Die schauen wirklich gut aus. Würde mich auch interessieren, welches Tool solche Diagramme generiert.


----------



## Simon_Flagg (19. Feb 2011)

google: Free UML Tool

lg


----------



## Wang (19. Feb 2011)

Ich besitze dieses Programm selbst nicht, aber "Rational Rose" macht auf mich einen guten Eindruck.


----------



## Marco13 (19. Feb 2011)

Simon_Flagg hat gesagt.:


> google: Free UML Tool
> 
> lg



Die sehen erstmal anders aus....


----------



## Jay_030 (20. Feb 2011)

Marco13 hat gesagt.:


> Die sehen erstmal anders aus....


Sehe ich auch so. 

UML Tools hat ja wohl jeder schon von uns ausgiebig genutzt bzw. nutzen müssen.

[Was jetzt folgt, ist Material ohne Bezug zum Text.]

PR #6571, opened 2017-04-11
SISRP-31764 Fall back to LDAP for CS ID if no Crosswalk

raydavis:
https://jira.berkeley.edu/browse/SISRP-31764

The concept is simple enough, but the original implementation of Crosswalk caching created a tangle of concerns which needed combing out.

To ease the comb's progress, I deleted a lot of now obsolete code and moved a lot of other code around.


spec/controllers/sessions_controller_spec.rb
```diff
@@ -70,18 +73,21 @@
       end
     end
 
-    context 'campus solutions' do
-      let(:user_id) { '12352' }
-
-      it 'will cache the Campus Solutions IDs' do
```
raydavis: Contrary to this comment's implication, the old RSpec code didn't test SessionController caching. Instead, the test code merely called Crosswalk and confirmed that Crosswalk returned results. SessionController's cache logic only kicks in via the "extra" method on the Omniauth object.

app/models/user/identifiers.rb
```diff
@@ -1,5 +1,5 @@
 module User
-  module Student
+  module Identifiers
```
davidlimcheng: @raydavis, I see that we're also using the User::Student mixin in `MyAcademics::AcademicPlan`, `MyAcademics::CollegeAndLevel`, `MyAcademics::Exams`, and `MyAcademics::TransferCredit`.  Would we have to rename those, as well?

app/models/calnet_crosswalk/by_sid.rb
```diff
@@ -1,13 +0,0 @@
...
-    def url
-      "#{@settings.base_url}/LEGACY_SIS_STUDENT_ID/#{@uid}"
-    end
-
-    def mock_request
-      super.merge(uri_matching: "#{@settings.base_url}/LEGACY_SIS_STUDENT_ID/#{@uid}")
-    end
-
-  end
-end
```
davidlimcheng: @raydavis, very small, but are we also able to remove [this line](https://github.com/ets-berkeley-edu/calcentral/blob/master/config/settings.yml#L309) from `settings.yml`?

raydavis: Not just able, but obliged to! Thanks, @davidlimcheng -- amendment directly...

app/models/calnet_ldap/user_attributes.rb
```diff
@@ -38,5 +47,40 @@ def self.get_attributes_by_name(name, include_guest_users=false)
...
+        logger.warn "Conflicting berkeleyEduStuID #{sid} and berkeleyEduCSID #{cs_id} for UID #{ldap_uid}"
+      end
+      {
+        ldap_uid: ldap_uid,
+        student_id: sid,
+        campus_solutions_id: cs_id
+      }
+    end
+
+    def self.string_attribute(ldap_record, key)
```
davidlimcheng: Very nice, I'm going to have to steal this from you in the future!

davidlimcheng:
Whew, good stuff @raydavis!  Lots of work here.  As always, I'm learning new things just looking at your PR.  I also have to remind myself to look at the whole PR before leaving comments, not just an individual commit.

Mit APIviz kann man zwar einfache UML Diagramme in seine Builds integrieren und automatisch generieren lassen, aber so stylisch sehen die bei weitem nicht aus. Von daher wäre es schon interessant zu wissen, ob es nicht eine integrierbare Alternative gibt.


----------



## slawaweis (20. Feb 2011)

für mich sieht es nach MS PowerPoint aus, vielleicht auch OO Impress. So ein Effekt ist aber nicht schwer selber zu erreichen, habe ich schon mal mit SVG und Batik gemacht. Weiterhin kann der "yEd Graph Editor" ähnliche Grafiken machen:

yEd - Graph Editor

Slawa


----------



## ARadauer (20. Feb 2011)

Ich denke die wurden einfach mit Photoshop selber gezeichnet...


----------



## XHelp (20. Feb 2011)

Ich denke auch, dass es eine eigenkreation ist. Aber man kann sowas (mehr oder weniger) leicht selber tex'en... wenn es um Dokumentation geht. Wenn man es nur als Grafik braucht würde ich vllt nicht unbedingt mit latex anfangen.


----------



## Siassei (25. Feb 2011)

Danke für eure Beiträge.


----------